IPFS features in web browsers

autonome commented 8 months ago

Introduction

The web today uses locations (URLs) almost exclusively as the resolver for content. This fails to meet user needs when content changes, websites are down, or companies close. While these constraints are features for many use cases, other use cases require content to be accessed independently of a single and/or original location. Examples are web archives for mitigating mis/disinformation, content shared across/between websites, and web applications which need to work on networks where DNS resolution is not possible.

The InterPlanetary File System (IPFS) meets these user needs in various ways depending on how and where it is implemented.

However, a common pattern is to access IPFS-addressed data via a single HTTP gateway, without verifying that the content is unmodified. This is problematic for many reasons, from privacy to data manipulation to scaling.

This is a proposal to discuss in the WICG how web browsers might integrate a subset of IPFS such that it is safe for users, aligns with the web's origin security model and does not require paradigmatic changes to browsers' HTTP-centric code base. Examples could be IPFS CIDs for SRI, Fetch integration, native addressing support, and verifiable retrieval of content-addressed resources from IPFS through multiple HTTP gateways as has been prototyped thus far, and detailed in this explainer.

The goals of incubation discussion at the WICG are:

Identify and specify feature integration points
Review privacy threats and solutions / mitigations
Review security threats and solutions / mitigations
Draft recommendations for user agent communication in user interfaces for end users
Scope and prioritize how future IPFS features could work on the web, using more of its transport-agnostic nature for user benefit

IPFS Use Today

The IPFS DHT has ~200,000 unique peers on average at the time of this writing. There are many client-only IPFS implementations which are not represented in this number.

HTTP use of the IPFS network through gateways is not represented in the DHT. There are many IPFS gateways, large and small. Some are listed at the IPFS Public Gateway Checker. The ipfs.io and dweb.link gateways are operated by Protocol Labs, and are averaging ~1.25 million requests per day.

There are many implementations and integrations of IPFS in non-browser contexts, from support in tools like curl, ffmpeg and mpv to implementations in various programming languages and platforms.

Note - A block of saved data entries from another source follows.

Issue #5892, opened 2017-08-03
Add navigation in the diff window to the next/prev file


mmorhun:
Implement `Next` and `Prev` buttons in Git Diff window. This also require adding of `Save changes` button.

mmorhun:
Done.

Issue #5925, opened 2017-08-07
Add hotkeys for the most usefull git actions


mmorhun:
It will be useful to add hotkeys for the most usefull git operations.
Also it will be great to have separate group of shortcuts for git operations in the keybinding list.

List of shortcuts:
- git commit `Alt + c`
- git push `Alt + Shift + c`
- git pull `Alt + p`
- git branches `Ctrl + b`

gazarenkov:
Could you please specify what exactly operations you have in mind, it sounds quite strange otherwise

mmorhun:
It is under discussion now. Actually this issue is the place where others can describe their vision for this.
But we think that we have to add shortcuts for:
- git commit
- git push
- git pull
- git branches

mmorhun:
@slemeur I updated description. Please take a look and approve or give some proposals.

slemeur:
seems okay for me.
Don't forget that those keyboard shortcuts needs to be in the docs + in the `Assistant` -> `Key bindings`

tolusha:
@mmorhun 
Why shortcuts aren't the same as intellij idea has?

mmorhun:
@tolusha because we aren't intellij idea.

tolusha:
Your explanation hits the nail on the head :)

mmorhun:
Done

Issue #5128, opened 2017-05-18
Git dedicated panel and integration


slemeur:
# Goal
The current Eclipse Che version is providing a Git plugin with many of features but the overall experience is tedious for users. Simple actions are needing a lot of interactions and the user flow have been made complex. The current git integration is also lacking of feedbacks to show to the user the changes that have been made. 

The goal of this epic is to rethink the Git experience in order to improve the developer efficiency and provide integrated features (in the editor and in the explorer). 

We'll provide a new Git panel, which will be displayed in the left area. This panel will allow the user to do the most common Git actions more easily and will progressively replace certain of the features currently implemented in the git plugin. 

# Linked issues and discussions
- [x] https://github.com/eclipse/che/issues/1605
- [x] https://github.com/eclipse/che/issues/3614
- [x] https://github.com/eclipse/che/issues/4969
- [x] https://github.com/eclipse/che/issues/3415
- [x] https://github.com/eclipse/che/issues/3416
- [x] https://github.com/eclipse/che/issues/5335
- [x] https://github.com/eclipse/che/issues/5339
- [x] https://github.com/eclipse/che/issues/5340

# Subtasks
- [x] Add git panel to display local changes https://github.com/eclipse/che/issues/6361
- [x] Synchronize list of repositories and the list of local changes https://github.com/eclipse/che/issues/6608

The metrics above are all available on an ongoing basis at https://probelab.io.

Browsers and Extensions

Chromium: Schemes are allow-listed. Deeper support in Chromium is an ongoing project by Protocol Labs, Little Bear Labs, and Igalia on everything from better non-HTTP address handling to experimental IPFS client support. Various issues filed for Chromium, blog post.
Brave Browser: Brave has had IPFS features for many years, from bundling IPFS Companion to native address support to running a full Kubo node. See their product documentation for more on their IPFS features.
Opera: Native IPFS address support in desktop, iOS and Android, redirected to an HTTP gateway as announced here.
Firefox: Has allow-listed the protocol schemes for browser extensions.
IPFS Companion: Browser extension available for Chrome (and Chromium based browsers) and Firefox, adds a suite of features to pair your browser with a locally-running IPFS node. Available in Chrome web store and Mozilla addons for Firefox.

Learn More

In the spirit of not megadumping the entire IPFS universe here, I've tried to keep this proposal concise until there's a decision about whether WICG is an appropriate venue for discussing IPFS features in web browsers or not.

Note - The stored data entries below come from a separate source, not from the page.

PR #5971, opened 2017-08-11
Adding sources maven artifact for dashboard-war

sunix:
### What does this PR do?
Adding sources maven artifact for dashboard-war

#### Changelog

Adding sources maven artifact for dashboard-war

#### Release Notes

Adding sources maven artifact for dashboard-war

### DIFF
--- a/dashboard/pom.xml
+++ b/dashboard/pom.xml
@@ -72,31 +72,33 @@
                 <artifactId>build-helper-maven-plugin</artifactId>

If you'd like to read more about the Chromium multi-gateway verified client prototype, please read the explainer here.

If you'd like to learn more about IPFS generally, here are some places to start:

Feedback

Please provide all feedback below.

backkem commented 8 months ago

I certainly think this is worth exploring.

My main concern is around introducing full-stack vs narrow protocols/features. I would consider IPFS in its entirety as 'full stack'. What if I want to connect to other (decentralized) protocols? (Purely illustrative: Arweave or POKT come to mind) I would prefer, where possible, to identify narrow solutions to problems like service discovery, registering protocol handlers, etc. If we can find those, it puts the tools back in the hands of developers, à la "innovation at the edge".

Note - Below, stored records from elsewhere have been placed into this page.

PR #5990, opened 2017-08-14
CHE-5688 Rework resolving of machine servers

sleshchenko:
### What does this PR do?
Reworks resolving of machine servers in the following way:
- matching existing servers to machines is done while workspace starting;
- OpenShiftMachine machine has all servers while instance creation;
- information about servers that are exposed by particular `Route` is stored in its annotations;

This PR also has code refactoring that should make it easier to write unit tests. Earlier it was so difficult to test code that manages OpenShift objects(like pods, services, routes, projects) by using of OpenShiftClient. It's difficult to mock an operation with OpenShift client. Now OpenShiftPods, OpenShiftServices, OpenShiftRoutes, OpenShiftProjects classes are created and they will encapsulate calls to OpenShiftClient.

https://github.com/eclipse/che/issues/5688


infrastructures/openshift/src/main/java/org/eclipse/che/workspace/infrastructure/openshift/OpenShiftProject.java
```diff
@@ -0,0 +1,80 @@
...
+                  .withNewMetadata()
+                  .withName(projectName)
+                  .endMetadata()
+                  .done();
+        } catch (KubernetesClientException e) {
+            throw new InfrastructureException(e.getMessage(), e);
+        }
+    }
+
+    private Optional<Project> get(String projectName, OpenShiftClient client) throws InfrastructureException {
```
garagatyi: Please, consider usage of null instead of  optional since it is private method and you control single place where it is used

garagatyi (commented):
Refactoring looks really good!

infrastructures/openshift/src/main/java/org/eclipse/che/workspace/infrastructure/openshift/OpenShiftProject.java
```diff
@@ -0,0 +1,80 @@
...
+    }
+
+    public OpenShiftServices services() {
+        return services;
+    }
+
+    public OpenShiftRoutes routes() {
+        return routes;
+    }
+
```
gazarenkov: Why not to use getter name pattern (getPods(), getServices(), getRoutes()) ? I suppose it is as good practices for public methods unless you have some special reason?

gazarenkov (commented):
I miss JavaDocs on classes with a real business logic. Please FIX it ASAP with meaningful docs (feel free if help needed), it is difficult/time consuming to follow the program logic otherwise

infrastructures/openshift/src/main/java/org/eclipse/che/workspace/infrastructure/openshift/OpenShiftProject.java
sleshchenko: `getPods()` looks like method returns pods in a collection. But in fact, it returns the object for managing this kind of objects. Something like that is implemented in fabric8 OpenShiftClient.
So `project.pods().get()` looks much better for me than `project.pods().get()`. I'd leave it without get prefix.

sleshchenko:
I've added TODOs to add java docs and tests. This PR has WIP status, so I'm working on adding tests and docs and they will be added soon.

gazarenkov:
@sleshchenko sure, I saw the TODOs but they do not help much for the program logic understanding )) ... see my request is not a formal one, I have no doubts you will have comments at the end. I need them to better understand and review the code.

infrastructures/openshift/src/main/java/org/eclipse/che/workspace/infrastructure/openshift/OpenShiftProject.java
gazarenkov: "So project.pods().get() looks much better for me than project.pods().get()" - not sure I understand what is the difference (typo?).

I am not familiar with fabric8 patterns that good. So, please either explain it here or refer to the third party docs (I mean JavaDocs again, in any case)

sleshchenko: Yes. It was typo. `project.pods().get()` against `project.getPods().get()`. 

Kubernetes client provided by Fabric8 doesn't have any docs, but you can take a look source code https://github.com/fabric8io/kubernetes-client/blob/master/kubernetes-client/src/main/java/io/fabric8/kubernetes/client/KubernetesClient.java#L126

sleshchenko:
@gazarenkov I've fixed TODOs about adding java docs. If I missed java docs somewhere please notify me.

garagatyi (approved):

akorneta (approved):

gazarenkov (approved):

skabashnyuk (approved):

From the ipfs-chromium explainer:

It also provides for opportunities down the road for natural synergies, for example using Chromium's mDNS abilities to discover nearby Kubo gateways.

This sounds similar to what we're doing in the Local Peer-to-Peer API. With this API you could connect securely to a IPFS gateway running on your LAN.

autonome commented 8 months ago

My main concern is around introducing full-stack vs narrow protocols/features.

The approach in the Chromium integration experiment has been primarily at the addressing and verification layers, so very very thin. All HTTP under the hood.

We likely need better language for how we talk about "protocols" vs "features".

What if I want to connect to other (decentralized) protocols? (Purely illustrative: Arweave or POKT come to mind)

This proposal is to talk about IPFS here at WICG, not because IPFS is decentralized, but in the context of specific end user needs that it meets, and vendor activity around it.

I would prefer, where possible, to identify narrow solutions to problems like service discovery, registering protocol handlers, etc. If we can find those, it puts the tools back in the hands of developers, à la "innovation at the edge".

+1

autonome commented 8 months ago

This sounds similar to what we're doing in the Local Peer-to-Peer API. With this API you could connect securely to a IPFS gateway running on your LAN.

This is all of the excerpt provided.